Christmas Reflection

As I write this our family is preparing to go on the exciting adventure of purchasing a Christmas tree.  I have fond memories of getting a tree with my parents and siblings when I was a child.   Tree hunting was quite an affair. Winter in upstate New York suffered the extreme weather havoc of deep snows blowing off Lake Ontario.  This Lake Effect was a blast for us kids as we piled on huge amounts of layered clothing, coats, boots, hats and knit mittens so we could trudge through the 2 feet deep snow to find and cut down a tree.  The whole lot of us would load up in the Suburban and then later, as the family grew, in other vehicles as well for the hour long drive.  At least one kid would be crying, someone would get sick, another would need to go potty and half of us would  be bickering with the other half.   It was wonderful. My parents took a novel approach to finding a tree. This was an important decision.  We would search the woods-and I mean the woods.  No tree farms for us.  We would trudge through the woods looking for the perfect tree.  Now, pine trees in forest don’t look so good down near their bottoms but we weren’t looking at the bottoms.  We spent our time analyzing the peaks of the trees.  Judging as best as we could from the forest floor which tree top twenty feet up would make the best tree for our living room.  Finally, when the almighty decision was made dad would climb the tree-ten feet up and with his bow saw-(wow, that’s my dad!)- cut the top off to a chorus of timbers from his wet, cold, sniffling family.  The top of the tree would be dragged back through the forest, lashed to the top of the tree and home we would go.  Frozen feet and all. In a few minutes Emily and I will take the boys to a well manicured tree farm to walk the mowed rows and professionally trimmed trees planted, cultured and designed to sell.  No wildness, no snow, no freezing toes. No sacrifice.  The boys won’t know what they are missing but I hope I can teach them something of the wildness of the Christmas Spirit that is born into the world with the Christ child.  Jesus’ ministry, death, resurrection are anything but tame.  They are wild and revolutionary.  They cannot be pruned and domesticated for our easy consumption.    Invite this Spirit into you Christmas this season.  You won’t forget it.  Peace and Love. 

11/30/09

A Simple Confession…

Anyone can join our church.  On any Sunday, someone new to our fellowship or good friend, can walk forward during the invitation and merge with us as a Body of Christ.

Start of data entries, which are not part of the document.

PR #485, opened 2026-05-25
fix: skill-eval correctness sweep (#392 #393 #406 #424 #425 #426)

xdotli:
Fixes #392, #393, #406, #424, #425, #426. Each is independently testable. See commit for details.

## Per-issue summary

- **#392** — `cases[].environment` now lands in the generated task's `[environment.env]` block (and `tests/case.json`) instead of being silently dropped.
- **#393** — `dataset.skill_name` and per-case env keys/values are run through a new `_toml_quote` helper before interpolation. The exact issue repro (skill name containing `" ]\n[agent]\n…`) now produces valid TOML with a single `[agent]` section.
- **#406** — `test.sh.tmpl` now copies `/tests/judge_result.json` into `/logs/verifier/` where the collector reads it, so `CaseResult.rubric_results` is populated when the judge wrote details.
- **#424** — `evals.json` is validated by a strict Pydantic schema (`_EvalsJsonModel` / `_EvalCaseModel` / `_EvalDefaultsModel`) before any TOML/Python/Dockerfile generation. Bad `timeout_sec`, unsafe `judge_model`, `expected_behavior` written as a string, unknown fields, and non-string env values are rejected with one `ValidationError` instead of a downstream parse failure.
- **#425** — `SkillEvaluator._run_job` collects the rollout's `trajectory/acp_trajectory.jsonl` and pairs it with the prompt; `export_gepa_traces` writes `trajectory`, `tool_calls`, and `prompt` into each `traces/*.json` so the artifact actually contains an execution trace.
- **#426** — GEPA trace + summary writes route through a `_json_safe_dumps` helper that recursively scrubs NaN/±Infinity to `null` and sets `allow_nan=False` (same pattern as PR #442 for the trajectory JSONL exporter).

## Tests

New `tests/test_skill_eval_sweep.py` with 22 regression tests, including the exact repros from the linked issues.

```
uv run python -m pytest tests/            # 2361 passed, 2 skipped, 1 deselected
uv run ruff check .                       # All checks passed!
uv run ty check src/                      # All checks passed!
```

---

> [!NOTE]
> **Medium Risk**
> Changes the skill-eval artifact contract (schema, generated tasks, collector paths, GEPA trace shape) used by eval runs and downstream trainers; mitigated by focused regression tests but worth careful review of rollout path assumptions.
> 
> **Overview**
> This PR hardens the **skill-eval** pipeline end-to-end: input validation, safe artifact generation, richer rollout collection, and strict JSON for GEPA/trainer exports.
[...]

PR #487, opened 2026-05-25
fix: harden trace-to-task generated verifiers

### LINKED ISSUE #359: Trace-to-task generation emits weak, unsafe, and stale benchmark artifacts
## Summary

The trace-to-task generator can emit benchmark tasks whose verifier/oracle artifacts are too weak, false-negative, stale, or unsafe. This is high risk because these generated tasks can become evaluation data and then silently reward wrong solutions or fail correct ones.

## Verified repro: content requirement passes with wrong content

Generate the fixture task:

```bash
uv run bench tasks generate \
  --from-file tests/examples/traces/minimal-claude.jsonl \
  --output /tmp/benchflow-generated-tasks \
  --limit 1
```

Generated instruction:

```text
Create hello.txt with exactly: Hello from trace import
```

Generated verifier only checks existence:

```bash
if [ ! -f hello.txt ]; then
  echo "Missing: hello.txt"
  PASS=0
fi
```

Local proof with wrong content:

```bash
mkdir -p /tmp/benchflow-verifier-repro/work /tmp/benchflow-verifier-repro/logs
printf 'wrong\n' > /tmp/benchflow-verifier-repro/work/hello.txt
sed 's#/logs/verifier#/tmp/benchflow-verifier-repro/logs#g' \
  /tmp/benchflow-generated-tasks/create-hello-txt-with-exactly-hello-from-b2c25762/tests/test.sh \
  | (cd /tmp/benchflow-verifier-repro/work && bash)
cat /tmp/benchflow-verifier-repro/logs/reward.txt
```

Actual: `1.0`.

Expected: `0.0`, because the task says the file must contain exactly `Hello from trace import`.

### Git verifier false-fails newly created files

For traces with `git.repo` and `commit_before`, generated `tests/test.sh` uses:

```bash
git diff --name-only HEAD new.txt
```

Untracked newly-created files do not appear in `git diff --name-only HEAD`, so a correct agent/oracle that creates `new.txt` can get reward `0.0`.

Affected code: `src/benchflow/traces/task_gen.py` around `_build_test_sh`.

### Checkout failure is masked, so tasks can benchmark the wrong base commit

Generated Dockerfile code uses:

```dockerfile
git checkout <commit> || true
```

If the commit is outside the shallow depth, private, typoed, or otherwise unavailable, Docker still builds from clone HEAD. The task then evaluates against the wrong repo state.

Affected code: `src/benchflow/traces/task_gen.py` around `_build_dockerfile`.

### SSH remotes are preserved into clean Docker builds

```bash
uv run python -c 'from benchflow.traces.task_gen import _github_clone_url; print(_github_clone_url("git@github.com:octocat/Hello-World.git"))'
```

Actual: `git@github.com:octocat/Hello-World.git`.

A clean Docker build usually cannot use host SSH auth. Either normalize public GitHub SSH remotes to HTTPS or reject unsupported/private remotes explicitly.

### `Edit`/`MultiEdit` oracle solutions write fragments as whole files

`_solution_writes_from_trace()` treats `new_string` as final file content, and `solve.sh` writes it with `cat > file`. For edit tools, `new_string` is often just the replacement fragment, not the whole file.

This can produce broken oracle evidence while the paired verifier only checks “file changed.”

### Trace-controlled metadata is interpolated into shell/Dockerfile without robust escaping

Subagents reproduced trace IDs/newlines escaping comments in generated `tests/test.sh` / `solution/solve.sh`, and unsafe `git.repo` / `commit_before` interpolation into Dockerfile `RUN`.

### `overwrite=True` leaves stale files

The invitation at Northside is not a drawn out affair.  We are not keeping score and if no one comes forward to be ’saved’ we do not  feel that we have failed in our task of bringing the Presence of God to bear on our lives in judgment and comfort.

However, if someone does come forward we have a very simple question.  ‘Do you believe that Jesus is the Christ, the Son of the Living God?’

That is it.

We don’t ask anything else.  We don’t ask if you believe the Bible is literal or not.  We don’t ask if you believe Jesus was born of a virgin or not.  We don’t ask if you believe in the Second Coming or not.  We don’t ask any of these questions.  We don’t ask if you have been divorced.  We don’t ask if you have been to prison.  We don’t ask if you are gay or straight, rich or poor, stingy or generous.

None of that matters.

What does matter is are you in need of Grace?

Are you in need of Mercy?

Are you aware that through Jesus you have received new life?

Do you believe that Jesus is the image of God on earth through the Spirit?

This seems like a very simple confession but  the witness it makes is enormous.  There is only one thing that matters.  There is only one thing that makes us one.  There is only one thing that merges us together as a Body.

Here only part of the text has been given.